-- YOUR ASSIGNMENT --
In the records below, which lines include "StoreAsync"? Copy them.

-- PROVIDED DATA --
[Start of Attachment]
PR #11005, opened 2020-08-14
RavenDB-13732 added recurse support

ppekrol:


src/Raven.Server/Documents/Indexes/Static/JavaScript/RecursiveJsFunction.cs
```diff
@@ -0,0 +1,85 @@
+using System;
+using System.Collections.Generic;
+using Jint;
+using Jint.Native;
+using Jint.Native.Array;
+using Jint.Native.Function;
+
+namespace Raven.Server.Documents.Indexes.Static.JavaScript
+{
+    public class RecursiveJsFunction
```
ayende, line 10: I don't think that there is a need for this. After all, you can _already_ do recursion natively in js, no need to jump through hoops.

ppekrol: It makes us consistent with C# API, also we do not require user to write that code + code there is not that straight-forward.

ayende (approved):

PR #11011, opened 2020-08-17
RavenDB-15500 Fixing serialization of projected decimal fields

ppekrol:


ayende:
@ppekrol Thanks,didn't manage to get to it fast enough

PR #11012, opened 2020-08-17
RavenDB-15506

ayende:
- Fixing subscription usage of in operations
- Fixing @metadata references from JS when we can provide the value
- Allow to run subscription on @all_docs

### DIFF
--- a/src/Raven.Server/Documents/ETL/EtlTransformer.cs
+++ b/src/Raven.Server/Documents/ETL/EtlTransformer.cs
@@ -86,12 +86,12 @@ namespace Raven.Server.Documents.ETL
             if (args[1].IsObject() == false)
                 ThrowInvalidScriptMethodCall("loadTo(name, obj) second argument must be an object");
 
-            using (var result = new ScriptRunnerResult(DocumentScript, args[1].AsObject()))
-            {
-                LoadToFunction(args[0].AsString(), result);
-
-                return result.Instance;
-            }
+            // explicitly not disposing here, this will clear the context from the JavaScriptUtils, but this is 
+            // called _midway_ through the script, so that is not something that we want to do. The caller will
+            // already be calling that.
+            var result = new ScriptRunnerResult(DocumentScript, args[1].AsObject());
+            LoadToFunction(args[0].AsString(), result);
+            return result.Instance;
         }
 
         private JsValue LoadToFunctionTranslator(string name, JsValue self, JsValue[] args)
@@ -102,12 +102,12 @@ namespace Raven.Server.Documents.ETL
             if (args[0].IsObject() == false)
                 ThrowInvalidScriptMethodCall($"loadTo{name}(obj) argument must be an object");
 
-            using (var result = new ScriptRunnerResult(DocumentScript, args[0].AsObject()))
-            {
-                LoadToFunction(name, result);
-
-                return result.Instance;
-            }
+            // explicitly not disposing here, this will clear the context from the JavaScriptUtils, but this is 
+            // called _midway_ through the script, so that is not something that we want to do. The caller will
+            // already be calling that.
+            var result = new ScriptRunnerResult(DocumentScript, args[0].AsObject());
+            LoadToFunction(name, result);
+            return result.Instance;
         }
 
         protected abstract void AddLoadedAttachment(JsValue reference, string name, Attachment attachment);
--- a/src/Raven.Server/Documents/Patch/BlittableObjectInstance.cs
+++ b/src/Raven.Server/Documents/Patch/BlittableObjectInstance.cs
@@ -38,7 +38,6 @@ namespace Raven.Server.Documents.Patch
 
         public SpatialResult? Distance => _doc?.Distance;
         public float? IndexScore => _doc?.IndexScore;
-
         private void MarkChanged()
         {
             Changed = true;
--- a/src/Raven.Server/Documents/Patch/JintNullPropagationReferenceResolver.cs
+++ b/src/Raven.Server/Documents/Patch/JintNullPropagationReferenceResolver.cs
@@ -3,6 +3,7 @@ using Jint;
 using Jint.Native;
 using Jint.Runtime.Interop;
 using Jint.Runtime.References;
+using Raven.Client;
 
 namespace Raven.Server.Documents.Patch
 {
@@ -26,6 +27,12 @@ namespace Raven.Server.Documents.Patch
 
         public virtual bool TryPropertyReference(Engine engine, Reference reference, ref JsValue value)
         {
+            if (reference.GetReferencedName() == Constants.Documents.Metadata.Key && 
+                reference.GetBase() is BlittableObjectInstance boi)
+            {
+                value = engine.Invoke(ScriptRunner.SingleRun.GetMetadataMethod, boi);
+                return true;
+            }
             if (reference.GetReferencedName() == "reduce" &&
                 value.IsArray() && value.AsArray().Length == 0)
             {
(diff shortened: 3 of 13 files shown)


src/Raven.Server/Documents/DocumentsStorage.cs
```diff
@@ -845,6 +845,17 @@ public IEnumerable<Document> GetDocumentsFrom(DocumentsOperationContext context,
             }
         }
 
+        public IEnumerable<Document> GetAllDocumentsFrom(DocumentsOperationContext context, long etag)
```
ppekrol: We already have this method. Use 'GetDocumentsFrom` instead.

src/Raven.Server/Documents/Patch/BlittableObjectInstance.cs
```diff
@@ -38,6 +38,7 @@ public class BlittableObjectInstance : ObjectInstance
 
         public SpatialResult? Distance => _doc?.Distance;
         public float? IndexScore => _doc?.IndexScore;
+        public Document Document { get; set; }
```
ppekrol: is this used?

src/Raven.Server/Documents/Patch/JintNullPropagationReferenceResolver.cs
```diff
@@ -26,6 +26,12 @@ public virtual bool TryUnresolvableReference(Engine engine, Reference reference,
 
         public virtual bool TryPropertyReference(Engine engine, Reference reference, ref JsValue value)
         {
+            if (reference.GetReferencedName() == "@metadata" &&
```
ppekrol: use Constants

src/Raven.Server/Documents/Patch/JintNullPropagationReferenceResolver.cs
```diff
@@ -26,6 +26,12 @@ public virtual bool TryUnresolvableReference(Engine engine, Reference reference,
 
         public virtual bool TryPropertyReference(Engine engine, Reference reference, ref JsValue value)
         {
+            if (reference.GetReferencedName() == "@metadata" && 
+                reference.GetBase() is BlittableObjectInstance boi)
+            {
+                value = engine.Invoke("getMetadata", boi);
```
ppekrol: can we define that somewhere and use the constant?

test/SlowTests/Issues/RavenDB-15506.cs
```diff
@@ -0,0 +1,91 @@
...
+    public class RavenDB_15506 : RavenTestBase
+    {
+        public RavenDB_15506(ITestOutputHelper output) : base(output)
+        {
+        }
+
+        private class Item
+        {
+        }
+        public class User{}
```
ppekrol: private?

test/SlowTests/Issues/RavenDB-15506.cs
```diff
@@ -0,0 +1,91 @@
...
+            }
+
+            await store.Subscriptions.CreateAsync(new SubscriptionCreationOptions()
+            {
+                Name = "TestSub",
+                Query = @"from @all_docs as doc
+where doc.'@metadata'.'@collection' in ('Items','Users')"
+            });
+            
+            var worker = store.Subscriptions.GetSubscriptionWorker(new SubscriptionWorkerOptions("TestSub"){
```
ppekrol: formatting?

src/Raven.Server/Documents/TcpHandlers/SubscriptionDocumentsFetcher.cs
```diff
@@ -82,12 +83,19 @@ public class SubscriptionDocumentsFetcher
...
             {
-                foreach (var doc in _db.DocumentsStorage.GetDocumentsFrom(
-                    docsContext,
-                    _collection,
-                    startEtag + 1,
-                    0,
-                    long.MaxValue))
+                IEnumerable<Document> documents = _collection switch
+                {
+                    Constants.Documents.Collections.AllDocumentsCollection =>
```
ppekrol, line 88: just a side note: if subscription for all docs will be created with filter, then for each document we will execute JS to check if it matches or not. This can cause some performance issues.

test/SlowTests/Issues/RavenDB-15506.cs
```diff
@@ -0,0 +1,91 @@
...
+        public class User{}
+
+        [Fact]
+        public async Task CanUseInOnMetadataInSubscription()
+        {
+            using var store = GetDocumentStore();
+            using (var s = store.OpenAsyncSession())
+            {
+                await s.StoreAsync(new Item());
+                await s.StoreAsync(new User());
```
ppekrol, line 38: can we create an entity that would not match the subscription?

src/Raven.Server/Documents/DocumentsStorage.cs
ayende: That is used for replication and return the wrong result

src/Raven.Server/Documents/Patch/BlittableObjectInstance.cs
ayende: No, the `_doc` is used.

src/Raven.Server/Documents/TcpHandlers/SubscriptionDocumentsFetcher.cs
ayende: Pretty much the same rule for all subscriptions.
In practice, you typically have a single large collection, so that doesn't matter

src/Raven.Server/Documents/DocumentsStorage.cs
ppekrol:
```
public IEnumerable<Document> GetDocumentsFrom(DocumentsOperationContext context, long etag, long start, long take, DocumentFields fields = DocumentFields.All)
```

Use this one.

src/Raven.Server/Documents/TcpHandlers/SubscriptionDocumentsFetcher.cs
ppekrol: I'm just saying that there is a significant difference between doing

```
from Employees
```

and
```
from @all_docs where doc.'@metadata'.'@collection' == 'Employees'
```

when it comes to performance. Not only when we are changing something in 'Employees', but also when changing (maybe more often) documents in e.g. 'Logs' collection.

This needs to be documented well and should not be advised to do so if working on one collection.

ayende: Sure, that is a good point. We can do `from @all_docs(Users, Items)` or something like that in the next itme

ppekrol:
@ayende can you check failing tests?

ayende:
Should be fine now

ppekrol (approved):

ppekrol:
@ayende the 'RavenDB_11379.Should_remove_attachment' is failing. I'm wondering if this solution is not too generic. It should only affect subscriptions? Maybe regular patching.

ayende:
Looking at the tests, but in general, I _want_ to make it global change.

src/Raven.Server/Documents/ETL/EtlTransformer.cs
```diff
@@ -86,12 +86,12 @@ private JsValue LoadToFunctionTranslator(JsValue self, JsValue[] args)
             if (args[1].IsObject() == false)
                 ThrowInvalidScriptMethodCall("loadTo(name, obj) second argument must be an object");
 
-            using (var result = new ScriptRunnerResult(DocumentScript, args[1].AsObject()))
-            {
-                LoadToFunction(args[0].AsString(), result);
-
-                return result.Instance;
-            }
+            // explicitly not disposing here, this will clear the context from the JavaScriptUtils, but this is
```
ppekrol, line 89: This is also releasing all disposables (cloned documents). Who is releasing them now?

ayende: I don't think so, the only thing it does is call to:
https://github.com/ravendb/ravendb/blob/v5.0/src/Raven.Server/Documents/Patch/ScriptRunnerResult.cs#L52

`JavaScriptUtils.Clear()` - But that is _shared_ on the whole script runner. This will be disposed by the calling script, so not a owrry

arekpalinski (approved):

PR #11013, opened 2020-08-17
RavenDB-14534 RequestExecutor.OnBeforeRequest RequestExecutor.OnAfterRequests

haludi:
https://issues.hibernatingrhinos.com/issue/RavenDB-14534

### DIFF
--- a/src/Raven.Client/Documents/DocumentStoreBase.cs
+++ b/src/Raven.Client/Documents/DocumentStoreBase.cs
@@ -220,12 +220,12 @@ namespace Raven.Client.Documents
         {
             add
             {
-                AssertNotInitialized(nameof(OnFailedRequest));
+                AssertNotInitialized(nameof(OnBeforeRequest));
                 _onBeforeRequest += value;
             }
             remove
             {
-                AssertNotInitialized(nameof(OnFailedRequest));
+                AssertNotInitialized(nameof(OnBeforeRequest));
                 _onBeforeRequest -= value;
             }
         }
@@ -235,12 +235,12 @@ namespace Raven.Client.Documents
         {
             add
             {
-                AssertNotInitialized(nameof(OnFailedRequest));
+                AssertNotInitialized(nameof(OnSucceedRequest));
                 _onSucceedRequest += value;
             }
             remove
             {
-                AssertNotInitialized(nameof(OnFailedRequest));
+                AssertNotInitialized(nameof(OnSucceedRequest));
                 _onSucceedRequest -= value;
             }
         }
--- a/src/Raven.Client/Documents/DocumentStoreBase.cs
+++ b/src/Raven.Client/Documents/DocumentStoreBase.cs
@@ -215,6 +215,36 @@ namespace Raven.Client.Documents
                 _onFailedRequest -= value;
             }
         }
+        private event EventHandler<BeforeRequestEventArgs> _onBeforeRequest;
+        public event EventHandler<BeforeRequestEventArgs> OnBeforeRequest
+        {
+            add
+            {
+                AssertNotInitialized(nameof(OnFailedRequest));
+                _onBeforeRequest += value;
+            }
+            remove
+            {
+                AssertNotInitialized(nameof(OnFailedRequest));
+                _onBeforeRequest -= value;
+            }
+        }
+        
+        private event EventHandler<SucceedRequestEventArgs> _onSucceedRequest;
+        public event EventHandler<SucceedRequestEventArgs> OnSucceedRequest
+        {
+            add
+            {
+                AssertNotInitialized(nameof(OnFailedRequest));
+                _onSucceedRequest += value;
+            }
+            remove
+            {
+                AssertNotInitialized(nameof(OnFailedRequest));
+                _onSucceedRequest -= value;
+            }
+        }
+        
 
         private event EventHandler<TopologyUpdatedEventArgs> _onTopologyUpdated;
         public event EventHandler<TopologyUpdatedEventArgs> OnTopologyUpdated
@@ -289,6 +319,8 @@ namespace Raven.Client.Documents
         protected internal void RegisterEvents(RequestExecutor requestExecutor)
         {
             requestExecutor.OnFailedRequest += _onFailedRequest;
+            requestExecutor.OnBeforeRequest += _onBeforeRequest;
+            requestExecutor.OnSucceedRequest += _onSucceedRequest;
             requestExecutor.OnTopologyUpdated += _onTopologyUpdated;
         }
 
--- a/src/Raven.Client/Http/RequestExecutor.cs
+++ b/src/Raven.Client/Http/RequestExecutor.cs
@@ -171,9 +171,6 @@ namespace Raven.Client.Http
             }
         }
 
-        public event EventHandler<HttpRequestMessage> OnBeforeRequest;
-        public event EventHandler<HttpResponseMessage> OnAfterRequests;
-        
         public event EventHandler<(long RaftCommandIndex, ClientConfiguration Configuration)> ClientConfigurationChanged;
 
         private class FailedRequestTranslator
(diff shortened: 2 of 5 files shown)


src/Raven.Client/Http/RequestExecutor.cs
```diff
@@ -889,10 +892,12 @@ protected virtual bool TryLoadFromCache(JsonOperationContext context)
 
                 SetRequestHeaders(sessionInfo, cachedChangeVector, request);
 
+                OnBeforeRequest?.Invoke(this, request);
                 var response = await SendRequestToServer(chosenNode, nodeIndex, context, command, shouldRetry, sessionInfo, request, url, token).ConfigureAwait(false);
                 if (response == null) // the fail-over mechanism took care of this
```
ayende, line 899: What about failures here? How would you deal with the correlation?

src/Raven.Client/Http/RequestExecutor.cs
```diff
@@ -171,6 +171,9 @@ public TimeSpan FirstBroadcastAttemptTimeout
             }
         }
 
+        public event EventHandler<HttpRequestMessage> OnBeforeRequest;
+        public event EventHandler<HttpResponseMessage> OnAfterRequests;
```
ayende: Not a good idea, we need to send the request as well to the after callback.
Otherwise, not way to correlate

ayende: `BeforeRequest` and `AfterRequest`

The `On` prefix is for the invocation method, usually

test/FastTests/Client/RequestExecutorTests.cs
```diff
@@ -0,0 +1,99 @@
...
+            }
+            catch
+            {
+                // ignored
+            }
+
+            Assert.Equal(expected, actual);
+        }
+        
+        private class FirsFailCommand : PutDocumentCommand
```
ayende:
```suggestion
        private class FirstFailCommand : PutDocumentCommand
```

ayende (changes requested):

haludi:
I wondered what should be the behavior when a request fails in general and particular when we retry.
If we pass the `HttpRequestMessage` just to read so it makes sense to invoke `OnBeforeRequest` just once.
But if we allow the user to modify `HttpRequestMessage` so on any `CreateRequest` the `OnBeforeRequest` should be called.
For `OnAfterRequests` when a request fails we can invoke it with `(HttpResponseMessage)null` or as it implemented now just not invoke it as there is `OnFailedRequest` that invoked (by the way `OnFailedRequest` invoked only on the first retries and not on the last one).
In this case, maybe the name should be `OnSucceedRquest`

src/Raven.Client/Http/RequestExecutor.cs
haludi: We have `OnFailedRequest` so may it worth for consistency?
In addition, maybe while we have `OnFailedRequest` the `OnAfterRequests` should be `SucceedRequest`?

src/Raven.Client/Http/RequestExecutor.cs
haludi: If the response cannot be null so the user can get it from the response, no?

src/Raven.Client/Http/RequestExecutor.cs
haludi: https://github.com/ravendb/ravendb/pull/11013#discussion_r471467897

ayende: Good idea, yes

haludi: So, for "On" prefix I will add a property `FailedRequest` to wrap the `OnFailedRequest` and I will remove the "On" prefix from the two new. Is it make sense?

haludi: We already have `FailedRequest` that is obsolete
```
[Obsolete("Use OnFailedRequest instead")]
public event Action<string, Exception> FailedRequest
```

ppekrol: All our events start from 'On' so this is fine, but we need to have 'BeforeRequestEventArgs' and 'AfterRequestEventArgs'

src/Raven.Client/Http/RequestExecutor.cs
```diff
@@ -171,6 +171,9 @@ public TimeSpan FirstBroadcastAttemptTimeout
             }
         }
 
+        public event EventHandler<HttpRequestMessage> OnBeforeRequest;
```
ppekrol: We need those also in DocumentStoreBase. Check 'OnFailedRequest' there.

src/Raven.Client/Http/RequestExecutor.cs
haludi: What about adding the `HttpRequestMessage` to `FailedRequestEventArgs` for correlation too?

ayende:
I think we want to call before on each time that we make a remote call, so not just once per logical request.
Maybe add some additional arguments that indicate the failure rate?

src/Raven.Client/Http/RequestExecutor.cs
```diff
@@ -242,6 +242,45 @@ public void Translate(object sender, FailedRequestEventArgs args)
             }
         }
 
+        public event EventHandler<BeforeRequestEventArgs> _onBeforeRequest;
+        public event EventHandler<BeforeRequestEventArgs> OnBeforeRequest
+        {
+            add
+            {
+                lock (_locker)
```
ayende: those aren't actually required. adding/ removing entries from delegate is thread asfe

haludi: So I will remove it from `OnFailedRequest` as well

src/Raven.Client/Documents/DocumentStoreBase.cs
```diff
@@ -215,6 +215,36 @@ private void AssertNotInitialized(string property)
                 _onFailedRequest -= value;
             }
         }
+        private event EventHandler<BeforeRequestEventArgs> _onBeforeRequest;
+        public event EventHandler<BeforeRequestEventArgs> OnBeforeRequest
+        {
+            add
+            {
+                AssertNotInitialized(nameof(OnFailedRequest));
```
ppekrol: OnBeforeRequest

src/Raven.Client/Documents/DocumentStoreBase.cs
```diff
@@ -215,6 +215,36 @@ private void AssertNotInitialized(string property)
...
+                _onBeforeRequest += value;
+            }
+            remove
+            {
+                AssertNotInitialized(nameof(OnFailedRequest));
```
ppekrol: OnBeforeRequest

src/Raven.Client/Documents/DocumentStoreBase.cs
```diff
@@ -215,6 +215,36 @@ private void AssertNotInitialized(string property)
...
+                _onBeforeRequest -= value;
+            }
+        }
+        
+        private event EventHandler<SucceedRequestEventArgs> _onSucceedRequest;
+        public event EventHandler<SucceedRequestEventArgs> OnSucceedRequest
+        {
+            add
+            {
+                AssertNotInitialized(nameof(OnFailedRequest));
```
ppekrol: OnSucceedRequest

src/Raven.Client/Documents/DocumentStoreBase.cs
```diff
@@ -215,6 +215,36 @@ private void AssertNotInitialized(string property)
...
+                _onSucceedRequest += value;
+            }
+            remove
+            {
+                AssertNotInitialized(nameof(OnFailedRequest));
```
ppekrol: OnSucceedRequest

ppekrol (approved):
[End of Attachment]
-- RESULT OF THE EXERCISE --
+                await s.StoreAsync(new Item());
+                await s.StoreAsync(new User());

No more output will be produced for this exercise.